In 2003 she graduated from University of Yaoundé II as a Master of Business Law and Management.

== Career ==
During university study she worked for the British Council Cameroon. In 2003 after graduation she founded the CAPEC and later 2 educational institutions. For the fundraising she used GlobalGiving, Indiegogo, and other web portals.

=== Cameroon Association for the Protection and Education of the Child (CAPEC) ===
CAPEC is a non-profit and non-governmental organization based in Yaoundé. Since 2003 it worked on many community projects, now it has offices in Yaoundé and Kumba and over 30 employees.
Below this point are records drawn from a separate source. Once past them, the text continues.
PR #1381, opened 2016-09-23
battery: make estimated flight time nicer

mlyle:
Use a second order filter, with longer rolloff, to come up with
remaining flight time estimates.  It will be optimistic for the first
20-30 seconds of a flight, but should be a pretty good estimate after
that.

### DIFF
--- a/flight/Modules/Battery/battery.c
+++ b/flight/Modules/Battery/battery.c
@@ -55,7 +55,7 @@ static int8_t voltageADCPin = -1; //ADC pin for voltage
 static int8_t currentADCPin = -1; //ADC pin for current
 static bool battery_settings_updated;
 
-static float time_lpf;
+static float avg_current_lpf_for_time;
 
 // ****************
 // Private functions
@@ -228,6 +228,7 @@ static void batteryTask(void * parameters)
 			float alpha = 1.0f - dT / (dT + 2.0f);
 			flightBatteryData.AvgCurrent = alpha * flightBatteryData.AvgCurrent + (1 - alpha) * flightBatteryData.Current; //in Amps
 
+			// XXX Arguably this should be to 10% capacity or 15%
 			energyRemaining = batterySettings.Capacity - flightBatteryData.ConsumedEnergy; // in mAh
 
 			// And for time estimation, smooth things much more.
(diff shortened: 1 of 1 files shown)


flight/Modules/Battery/battery.c
```diff
@@ -227,8 +229,16 @@ static void batteryTask(void * parameters)
...
 			energyRemaining = batterySettings.Capacity - flightBatteryData.ConsumedEnergy; // in mAh
-			if (flightBatteryData.AvgCurrent > 0)
-				flightBatteryData.EstimatedFlightTime = (energyRemaining / (flightBatteryData.AvgCurrent * 1000.0f)) * 3600.0f; //in Sec
+
+			// And for time estimation, smooth things much more.
+			// Second order since it incorporates the above
+			// smoothing, 12s time constant for this layer.
+			alpha = 1.0f - dT / (dT + 12.0f);
+
+			time_lpf = time_lpf * alpha + (1 - alpha) * flightBatteryData.AvgCurrent;
```
tracernz: Not sure this is a particularly good variable name. `filtered_current` or something similar might be better?
If I read `(energyRemaining / (time_lpf * 1000.0f)) * 3600.0f`, it's not clear what time_lpf is thus what the equation is actually doing.

tracernz (changes requested):

flight/Modules/Battery/battery.c
mlyle: Done :)

dustin:
This works really well in my little testing today. Punch hard and then
float around in trees and it gave me a useful indicator as to when to come
home.

tracernz (approved):

flight/Modules/Battery/battery.c
```diff
@@ -226,9 +228,18 @@ static void batteryTask(void * parameters)
 			float alpha = 1.0f - dT / (dT + 2.0f);
 			flightBatteryData.AvgCurrent = alpha * flightBatteryData.AvgCurrent + (1 - alpha) * flightBatteryData.Current; //in Amps
 
+			// XXX Arguably this should be to 10% capacity or 15%
```
mluessi, line 231: Yeah, we should make this configurable and default to 20%

tracernz: Yah, the "rule" has always been 80% discharge.

mlyle: Question is, should the time read 0 at 80% discharge?  Who does the 80%?  Probably us, but not sure.

PR #1390, opened 2016-09-29
GCS: Make updating translations work/easier

tracernz:
First commit is good, second one I'm not sure of it's wisdom. 
First one:
- Fixes translations.pro so ts target actually works
- Adds gcs_ts target to main Makefile so people can easily update translation sources

Note:
To actually perform translation, run ./tools/Qt5.6.1/gcc_64/bin/linguist and open appropriate ts file in ./ground/gcs/share/translations/dronin_*.ts


tracernz:
Dropped the second commit which updates the files, they can be updated when somebody decides to work on them.

PR #1391, opened 2016-09-29
BrainRE1: add HID/VCP telemetry warning

mluessi:
Warns user if both HID and VCP telemetry are disabled and prevents saving.


mlyle:
Thanks!

Issue #1228, opened 2016-08-24
flyingpi: no way to configure receiver type


mlyle:
Right now it's always PPM in checked in code (always sbus in my branch).

mlyle:
@mhvdrone is going to hit this soon.

PR #1392, opened 2016-09-29
flyingpio: set default to SBUS

mlyle:
This is a hack pending #1228, but at least stops my test rig from
repeatedly tripping over it.

### DIFF
--- a/flight/PiOS/posix/pios_flyingpio.c
+++ b/flight/PiOS/posix/pios_flyingpio.c
@@ -333,7 +333,7 @@ static void PIOS_FLYINGPIO_ActuatorSetMode(const uint16_t *out_rate,
 	}
 
 	/* XXX needs to be specified / configured somewhere... */
-	cmd->receiver_protocol = HWSHARED_PORTTYPES_PPM;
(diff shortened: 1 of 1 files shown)


tracernz:
PPM seemed like a better default since it has much more universal support?

mlyle:
It's just me using this, and ultimately either way it needs to be specified on the command line.

tracernz:
Alright, any reason to target Quixote if it's just for you?

mlyle:
Yes, so I can fly quixote builds on flyingpi without failing to make the receiver work each time :(

tracernz:
Haha, okay, so we are not targeting general availability this cycle then? :stuck_out_tongue:

mlyle:
Right now anyone who uses it has to compile it?  AKA cross-compiled for ARM is not in any artifacts.  You also have to build a kernel from our kernel source fork, etc, etc, etc.  There are a lot more things that have to happen to make this target turnkey-- having to edit this variable is the smallest of concerns...

tracernz:
Alright, Artifice it is.

Issue #748, opened 2016-03-05
Excessive event alarms


mlyle:
Happened on Tau, but now it happens even more I think.  Need to run down latency and bursts of excessive processing everywhere.

mlyle:
It's worth noting that it sure seems like toggling other alarms makes EVENT prone to stack up itself.

mlyle:
Been thinkin' -- is this telemetry?

tracernz:
Things like manualcontrol etc. set to onchange generate more updates than the link can handle I think? Should have a throttled onchange, but it's a little tricky because you always want the last state to go through.

mlyle:
we have a throttled onchange.

tracernz:
How does it handle the tricky bit (i.e. when there's a flurry of events then static value)? If it always sends the last state in all cases then we could replace some onchange with throttled.

mlyle:
It doesn't send the last event in al lcases, but everything high frequency has a throttle value.

We don't know that this is telemetry.  It doesn't entirely make sense that it is (e.g. we used to see EVENT on screen in the OSD in flight before we masked it)

tracernz:
So, it puts a pointer in a UAVO somewhere with who triggered it, but IIRC that pointer changes a bit.

mlyle:
It puts the uavo id.  I'll check it out ;)  Just wanted to remind myself here to look at telemetry again.

mlyle:
I am seeing this much less lately....

PR #1393, opened 2016-09-29
annunciators: ignore EVENTSYSTEM nuisance alarms

mlyle:
Else you can get .- 'a' generic alarm interspersed between your 'armed' or 'disarmed' flashes.


tracernz:
Yep, we should probably raise a bug to address the root cause of these though...

mlyle:
#748

PR #1394, opened 2016-09-30
input wizard: Allow a higher max channel value

dustin:
SUMD scaling was removed in 12075d77865c5023d7f544e349a0ded848c5df1d and
my effective SUMD range is 7872 - 16128.  In the wizard, any time you
move the stick above the middle when trying to find the range, it kind
of freaks out and considers stuff failed.


mluessi:
LGTM. This should probably make it into the release, right?

dustin:
It seems harmless enough, but I only changed the number, I didn't test that somehow things got worse.

mlyle:
Yah, I'm fine doing it on faith.  I was just waiting for CI then forgot :D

The core activities include:
- gender and capacity building
- health / HIV / OVC (orphans and vulnerable children)
- education project.
Popular is its program for international volunteers. CAPEC is considered to be one of Cameroon's best child welfare organizations.

=== Bitame Lucia International School (BLIS) ===
In 2009 she co-founded the Bitame Lucia International School (BLIS) providing a nursery and a primary bilingual school (English and French). The school offers teaching opportunities for international volunteers. On 20 November 2012 was opened a new classroom constructed with the help of US Embassy Ambassador's Program. Partners and sponsors include Busuu, Develop Africa, Google, OLPC, etc.

=== Bitame Lucia International College (BLIC) ===
BLIC provides secondary education since 2015, in September 2016 it welcome the visit and a geographic lesson of the Brazilian ambassador Dr. Nei Futuro Bitencourt.